Asuransi Jiwa Unit Link: Meskipun belum banyak dimiliki oleh masyarakat, bagi 12% masyarakat yang mengaku memiliki asuransi jiwa unit link, investasi (90%), banyaknya manfaat tambahan (82%), dan sebagai biaya pendidikan anak di masa depan (77%) menjadi alasan-alasan utama mereka dalam memilih asuransi jiwa unit link. Prudential (65%), Allianz (32%), AIA (21%), AXA Mandiri (19%), dan Manulife (15%) merupakan perusahaan asuransi jiwa unit link yang paling banyak dipilih masyarakat.

Asuransi dari Fasilitas Kantor dan Alasan Masyarakat Tidak Memiliki Asuransi Pribadi Selain asuransi pribadi, 44% responden juga menyatakan bahwa mereka memiliki asuransi swasta yang didapatkan dari fasilitas kantor. Beberapa nama perusahaan penyedia asuransi yang banyak digunakan oleh perusahaan-perusahaan di Indonesia meliputi Prudential (25%), AXA Mandiri (12%), Lippo Insurance (9%), Generali (9%), dan Allianz (9%).

Sementara itu, di tengah meningkatnya kesadaran masyarakat akan pentingnya asuransi, masih terdapat 33% masyarakat Indonesia yang belum memiliki asuransi. Alasan-alasan utama masyarakat belum memiliki asuransi yaitu belum memiliki anggaran untuk membayar premi (57%), biaya premi yang mahal (29%), kurang memahami manfaat asuransi (25%), dan belum membutuhkan jasa asuransi (22%).

Untuk melihat laporan lengkap “Indonesia’s Perceptions and Attitude Towards Health & Life Insurance Products”, silakan mengunjungi tautan berikut ini.

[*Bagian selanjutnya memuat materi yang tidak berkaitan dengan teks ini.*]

Issue #231, opened 2018-02-22
Support Xiaomi Air Purifier v3


syssi:
**zhimi.airpurifier.v3**

{'power': 'off', 'aqi': 0, 'humidity': None, 'temp_dec': None, 'mode': 'idle', 'led': 'off', 'led_b': 10, 'buzzer': 'on', 'child_lock': 'off', 'bright': 43, 'favorite_level': None, 'filter1_life': 26, 'f1_hour_used': 2573, 'use_time': None, 'motor1_speed': 0, 

{‘power’: 'on', ‘aqi’: 18, ‘humidity’: None, ‘temp_dec’: None, ‘mode’: 'silent', ‘led’: 'off', ‘led_b’: 10, ‘buzzer’: 'on', ‘child_lock’: 'off', ‘bright’: 4, ‘favorite_level’: None, ‘filter1_life’: 26, ‘f1_hour_used’: 2574, ‘use_time’: None, ‘motor1_speed’: 648}

set_mode returns ok for: auto, silent, favorite, medium, high, strong, idle

cp. https://community.home-assistant.io/t/xiaomi-mi-wifi-plug-air-purifier/16189/244

syssi:
```
if state.led_brightness:
File “/srv/homeassistant/lib/python3.4/site-packages/mirobo/airpurifier.py”, line 138, in led_brightness
return LedBrightness(self.data[“led_b”])
File “/usr/lib/python3.4/enum.py”, line 222, in call
return cls.new(cls, value)
File “/usr/lib/python3.4/enum.py”, line 457, in new
raise ValueError("%r is not a valid %s" % (value, cls.name))
ValueError: 10 is not a valid LedBrightness
```

syssi:
> It’s possible to control the brightness of the led?
No,only on or off.

PR #254, opened 2018-03-07
Support of the Air Purifier V3 added (Closes: #231)

syssi:
The Air Purifier V3 doesn't support led brightness but provides a strange value for the property nevertheless. cp. #231


rytilahti:
Looks god, at some point when we have more proper tests for the device protocols we may want to do runtime checking per model basis.

PR #257, opened 2018-03-08
Support of the Chuang Mi Plug V3 

syssi:


rytilahti:
Would you like to get this into the next release or shall it wait?

miio/plug_v3.py
```diff
@@ -0,0 +1,115 @@
...
+
+        properties_count = len(properties)
+        values_count = len(values)
+        if properties_count != values_count:
+            _LOGGER.debug(
+                "Count (%s) of requested properties does not match the "
+                "count (%s) of received values.",
+                properties_count, values_count)
+
+        load_power = self.send("get_power", [])  # Response: [300]
```
syssi: @rytilahti This is the only exotic part. Feel free to merge.

rytilahti: Ok, let's merge this for the next release and check later if we can generalize the plugs at some later point.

Premium WordPress Themes Download
Download WordPress Themes Free
Download WordPress Themes
Download Premium WordPress Themes Free
free download udemy paid course
download karbonn firmware
Download WordPress Themes
download udemy paid course for free
Tags: asuransi jiwaAsuransi kesehatancobisnis.comPopulix

Related Posts

Defisit BPJS Kesehatan Rp2 Triliun per Bulan, Dipicu 54 Juta Peserta Tak Aktif

Defisit BPJS Kesehatan Rp2 Triliun per Bulan, Dipicu 54 Juta Peserta Tak Aktif

by Hidayat Taufik
August 3, 2026
0

JAKARTA, Cobisnis.com – BPJS Kesehatan mencatat sekitar 54 juta peserta Program Jaminan Kesehatan Nasional (JKN) berstatus tidak aktif karena belum...

Kementerian Kelautan dan Perikanan (KKP)

Tarif Ekspor Tuna ke Jepang Jadi 0 Persen, KKP Perkuat Tata Kelola Perikanan

by Desti Dwi Natasya
August 3, 2026
0

JAKARTA, Cobisnis.com - Pemerintah Indonesia mulai memanfaatkan tarif ekspor 0 persen untuk produk olahan tuna dan cakalang ke Jepang melalui...

Timnas Indonesia

Jadwal Siaran Langsung Indonesia vs Vietnam di Piala AFF 2026 Malam Ini

by Desti Dwi Natasya
August 3, 2026
0

JAKARTA, Cobisnis.com - Timnas Indonesia akan menghadapi Vietnam pada lanjutan Grup A Piala AFF 2026 dalam laga yang berlangsung di...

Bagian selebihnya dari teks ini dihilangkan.